A DUKE, THE LADY, AND A BABY by Vanessa Riley
I went in expecting Regency Three Men and a Baby meets First Wives Club and excited to read a historical about a West Indian heiress, but was surprised to find Gothic notes joining the anticipated lilting banter and levity. Presumptive ghosts, the creeping villainy of a greedy uncle, and a convoluted mystery are juxtaposed with the silliness of well-meaning but clueless caretaking from a military man turned guardian & the poignancy of a desperate mother's battle to reclaim her son.
As a conflicted Brontë fan, I found it fascinating to note that the story also builds on many of the same elements in Jane Eyre (and in Jean Rhys' Wide Sargasso Sea), but transmutes them to not only center its West Indian heiress, but celebrate her agency, unambiguously highlight that any madness is in the misogynistic, racist culture not in her, and deliver to her a well deserved HEA.

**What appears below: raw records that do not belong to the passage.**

PR #1182, opened 2018-10-07
htsp: Allow updateDvrEntry to set previously recorded flag. (htsp 34).

azlm8t:
This will allow Kodi to offer a client actions menu to mark timers as "previously recorded."

We add an additional check for a new "prevrec" field in the htsp updateDvrEntry. It takes a single integer similar to UI API of 1=>previously recorded, 0=>not, -1=>toggle, and just passes it to the existing handler used by the UI API.

My current proposed pvr.hts changes would just send [id, prevrec=1] to updateDvrEntry, so Tvheadend does an update with no changes to start/stop, etc., then updates the prevrec field.

I have the pvr.hts code working locally, but I'm not 100% sure if this change to the htsp message is the right one to use for this, or if we should add a new message such as a prevrecDvrEntry, similar to the api/dvr/entry/prerec/{toggle,set,unset}.

So, reject if you think we should do it differently.

Setting a flag in the message that then alters multiple flags internally seems slightly inconsistent with the existing API; but it is an "update" so makes sense and keeps the api small.

### DIFF
--- a/src/htsp_server.c
+++ b/src/htsp_server.c
@@ -65,7 +65,7 @@
 
 static void *htsp_server, *htsp_server_2;
 
-#define HTSP_PROTO_VERSION 33
+#define HTSP_PROTO_VERSION 34
 
 #define HTSP_ASYNC_OFF  0x00
 #define HTSP_ASYNC_ON   0x01
@@ -2042,7 +2042,7 @@ htsp_method_updateDvrEntry(htsp_connection_t *htsp, htsmsg_t *in)
   time_t start, stop, start_extra, stop_extra, priority;
   const char *dvr_config_name, *title, *subtitle, *summary, *desc, *lang;
   channel_t *channel = NULL;
-  int enabled, retention, removal, playcount = -1, playposition = -1;
+  int enabled, retention, removal, playcount = -1, playposition = -1, prevrec;
 
   de = htsp_findDvrEntry(htsp, in, &out, 0);
   if (de == NULL)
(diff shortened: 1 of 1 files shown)


azlm8t:
It's mainly for autorec rules that match something you never want to record, rather than recordings you've manually scheduled. The (built-in) UI has the functionality.

So, say you have an autorec "record all Tom Cruise movies, handle duplicates by title". Then it will match Mission Impossible when it's on. But, you've already seen that film and don't want to waste a tuner recording it, so you click "disable timer". But, the next time the show is on, Tvheadend will then schedule it again (since it was not recorded, just that specific timer disabled).

Whereas the "previously recorded" button in the UI marks the programme as already recorded so then that showing and future showings match as duplicates. So, whenever Mission Impossible is aired, it matches against the previously recorded entry and does not record it. MythTV has something similar with its "never record" option.

This was mainly where I was hoping to go with the pvr.hts change since Kodi allows me to disable a specific timer, but not flag something as "never record"; and 99% of my timers are autorecs for things that might be interesting, such as "action film with 70% rating".

Leatherface75:
I can see this useful in cases with AutoRecs.
As it is now it often ends with disabling the whole AutoRec timer instead.

azlm8t:
OK, I accept sometimes adding more features may make pvr.hts less user-friendly for the majority. A bit like why the Kodi Estuary skin has X feature but not Y. Not a problem.

@pablozg You may want to try the free trial of SchedulesDirect.org to see if it helps with your stations to get better guide data.

If I get spare time next month I might see if I can add an additional "upcoming" tab to the Tvh UI to make it less grid-like and more touch friendly, perhaps have a split-panel of upcoming on the left and details on the right for the highlighted row, leaving the existing upcoming tab for more detailed/complicated changes.

PR #1186, opened 2018-10-16
FreeBSD: fix read write kevent

azlm8t:
On FreeBSD, the kevent EVFILT_READ=-1 and EVFILT_WRITE=-2 (rather than 1 and 2), so when they are ORed together you get -1, so we only end up registering READ in tvhpoll.

This means that on an async tcp connect we eventually timeout since we are not registered for WRITE.

So we now delete the special logic and use the existing separate read/write registration logic.

Also no longer return EIO for FreeBSD on tcp_socket_dead for zero bytes available to read, otherwise streaming fails to my tablet since we get no bytes to read so immediately disconnect the client, but no bytes on async socket is not same as eof.

### DIFF
--- a/src/tcp.c
+++ b/src/tcp.c
@@ -458,7 +458,7 @@ tcp_socket_dead(int fd)
   if (err < 0)
     return -errno;
   else if (err == 0)
-      return -EIO;
+      return 0;
 #else
   if (recv(fd, NULL, 0, MSG_PEEK | MSG_DONTWAIT) == 0)
     return -EIO;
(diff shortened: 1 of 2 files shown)


src/tcp.c
```diff
@@ -458,7 +458,7 @@ tcp_socket_dead(int fd)
   if (err < 0)
     return -errno;
   else if (err == 0)
-      return -EIO;
```
perexg: It looks like that 3895c923a3a959da05080831b8146c09ed143b00 should be reverted ?

perexg:
I applied kevent fix and reverted 3895c923a3a959da05080831b8146c09ed143b00 .

azlm8t:
Thanks. You're right, that earlier change should be reverted.

PR #1188, opened 2018-10-18
doozer: [4.2] add raspbian and cosmic

mpmc:
This is so that 4.2 stable is built for Raspbian and Cosmic, and is available from apt.tvheadend.org. Cosmic is currently failing, however @andoma is looking into that for us :)


perexg:
Merged. Thanks.

PR #1195, opened 2018-10-25
webui: fix maximum ticket expiration time, previously 34min, now 24hrs.

pablozg:
@perexg maybe we must set it to the maximum value of a uint32. What do you think?


Trujulu:
Why closed?

PR #1196, opened 2018-10-25
webui: deleted upper limit in ticket expiration field, now maximum value is 2047 seconds (given by INTEXTRA_RANGE function)

pablozg:


Trujulu:
That means that we can use unlimited time tickets then?

pablozg:
> That means that we can use unlimited time tickets then?

After a fast review of the code, the maximum value is given by de sec2mono(sec) function and the int64 variable, and the maximun value of the int64 is 2147483647 seconds that I think is time enought. 

@perexg can you confirm this aproach?

Trujulu:
> 
> 
> > That means that we can use unlimited time tickets then?
> 
> After a fast review of the code, the maximum value is given by de sec2mono(sec) function and the int64 variable, and the maximun value of the int64 is 2147483647 seconds that I think is time enought.
> 
> @perexg can you confirm this aproach?

It is abour 70 years !!! 👍

perexg:
I am not a fan of those changes. I added the code to allow the range 30-3600 seconds for the temporary tickets: a7eacfe7a75da4c64498c2a7be30b734de71236d . Note that each temporary ticket require some memory and if you set this value too high, the user can easily eat all memory on the server.

pablozg:
@perexg, If you see my last closed PR I have set the INTEXTRA_RANGE to a maximum of 3600 too, but to avoid change the function code I closed it and opened this PR, so for me its time enought too. Thanks.

pablozg:
It's time enought for me too. Thanks.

Unlike Brontë's Bertha, by the time we meet our heroine Patience, she’s already escaped an Englishman's attempts to lock her up and label her mad. She's realized that following rules only serves to enforce a status quo that’s robbed her of her freedom, her money and her son, and she's taking risks to secure the life she wants. Her strength, competence, and sharp wit shine, while the intimacy of her 1st person POV feels both effective and purposeful given the long history of othering mixed race characters in literature.
But despite having more or less imprinted on Captain Von Trapp, I found the hero Busick's authoritarian tendencies hard to warm up to and the switches to a 3rd person POV disorienting. My sense of him was muddled. For a strategist, he seemed obtuse and for a rake, rigid--reliant more on bluster than charm. He accepts the ability and value of disabled soldiers, even creating a regiment of them, but goes to extraordinary lengths to hide his own. He's devoted to protecting Lionel and Patience, but puts them in danger to "win" a point. When the story screams for a good grovel, he sulks. Ultimately, I was left with the sense that not only didn’t he deserve Patience (forgivable), but that he didn’t know it (not).
On balance, there's far to more to like than not, and I'm eager for the next story of the remarkable members of the Widow's Grace.
Rating: ⭐⭐⭐💫
CW: discussion of suicide, non-consensual drug use, extortion, murder, forced psychiatric commitment, child abuse/neglect, racism, sexual harassment
Disclosure: An eARC was provided by the publisher in exchange for an honest review.